Stored items
PR #2670, opened 2022-09-09
Fix air alarm connectivity test with desperado

PsyCommando:
## Description of changes
This modifies the air alarm connectivity test to check if the vent or scrubber being tested is actually allowed to be controlled by air alarms.
Seems to work locally.

For reference, uncontrolled vents would get listed by the air alarms. But then when the alarm would handle received message it would have its area uid set to area "NONE" which would get the messages ignored and cause the alarm to not fill the vent info list, which would fail the test.
```
/obj/machinery/atmospherics/unary/vent_pump/area_uid()
	return controlled ? ..() : "NONE"
```

The area uid is sent as a public var to the air alarm via radio signal, and ends up in this check, where it compares the area name with the one of the air alarm. That check fails so it never writes the message's data to the info list in the air alarm.
```
/obj/machinery/alarm/receive_signal(datum/signal/signal)
	if(!signal || signal.encryption)
		return
	if(alarm_id == signal.data["alarm_id"] && signal.data["command"] == "shutdown")
		mode = AALARM_MODE_OFF
		report_danger_level = FALSE
		apply_mode()
		return

	var/id_tag = signal.data["tag"]
	if (!id_tag)
		return
	if (signal.data["area"] != area_uid)
		return
```

## Changelog
:cl:
code: Made the air alarm connectivity unit test check if the vents and scrubbers it tests are allowed to be controlled via air alarms.
/:cl:

### DIFF
--- a/code/modules/atmospherics/components/unary/vent_pump.dm
+++ b/code/modules/atmospherics/components/unary/vent_pump.dm
@@ -112,7 +112,7 @@
 	. = ..()
 
 /obj/machinery/atmospherics/unary/vent_pump/reset_area(area/old_area, area/new_area)
-	if(controlled)
+	if(!controlled)
 		return
 	if(old_area == new_area)
 		return
@@ -232,7 +232,7 @@
 	return controlled ? ..() : "NONE"
 
 /obj/machinery/atmospherics/unary/vent_pump/proc/change_area_name(var/area/A, var/old_area_name, var/new_area_name)
-	if(controlled)
+	if(!controlled)
 		return
 	if(get_area(src) != A)
 		return
--- a/code/modules/atmospherics/components/unary/vent_pump.dm
+++ b/code/modules/atmospherics/components/unary/vent_pump.dm
@@ -112,6 +112,8 @@
 	. = ..()
 
 /obj/machinery/atmospherics/unary/vent_pump/reset_area(area/old_area, area/new_area)
+	if(controlled)
+		return
 	if(old_area == new_area)
 		return
 	if(old_area)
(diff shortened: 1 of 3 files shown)


MistakeNot4892:
Needs to go to `staging` if possible.
If this was the root cause wouldn't the issue be reliable? As it stands the Desperado failure only happens occasionally, but antag maps are loaded every run.

afterthought2:
If non-controlled air alarms are registering their ids on the area list, that in itself is a bug.

PsyCommando:
> If non-controlled air alarms are registering their ids on the area list, that in itself is a bug.

Yeah, I had been thinking about that actually. I'll try to get them not to register with the air alarm to begin with.

PsyCommando:
> Needs to go to `staging` if possible. If this was the root cause wouldn't the issue be reliable? As it stands the Desperado failure only happens occasionally, but antag maps are loaded every run.

Yeah, that was weird to me as well. But, its possible there's some sort of race condition in there. All the 3 vents causing issues are all uncontrolled vents, 2 exposed to space, and one in a air tank. So there's definitely a link there.
In any case uncontrolled air vents shouldn't end up in the unit test to begin with.

PsyCommando:
Also, just wondering, does that bug even happens on staging? 
@MistakeNot4892

PsyCommando:
Alright, so I think I got all bases covered now. 
Uncontrolled vents can't accidentally register with the area anymore. And the unit test waits on SSmachinery and SSalarm too now.

I don't know if I really should target staging since it mainly is a problem on dev rn?

MistakeNot4892:
@afterthought2 would appreciate your views on this one.

PsyCommando:
Well crap. I tried to rebase to staging, but then I noticed that air vent code changed compared to staging and I'd have to re-apply the changes in the PR twice.

MistakeNot4892 (approved):
@afterthought2

MistakeNot4892:
Going ahead and merging this since Afterthought is unavailable.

(TRY IT) Above are the entries. Quote exactly the lines from the one bearing "-232,7 +232,7 @@" through the one bearing "(diff shortened: 1 of 3 files shown)".

(EXPECTED OUTPUT)
@@ -232,7 +232,7 @@
 	return controlled ? ..() : "NONE"
 
 /obj/machinery/atmospherics/unary/vent_pump/proc/change_area_name(var/area/A, var/old_area_name, var/new_area_name)
-	if(controlled)
+	if(!controlled)
 		return
 	if(get_area(src) != A)
 		return
--- a/code/modules/atmospherics/components/unary/vent_pump.dm
+++ b/code/modules/atmospherics/components/unary/vent_pump.dm
@@ -112,6 +112,8 @@
 	. = ..()
 
 /obj/machinery/atmospherics/unary/vent_pump/reset_area(area/old_area, area/new_area)
+	if(controlled)
+		return
 	if(old_area == new_area)
 		return
 	if(old_area)
(diff shortened: 1 of 3 files shown)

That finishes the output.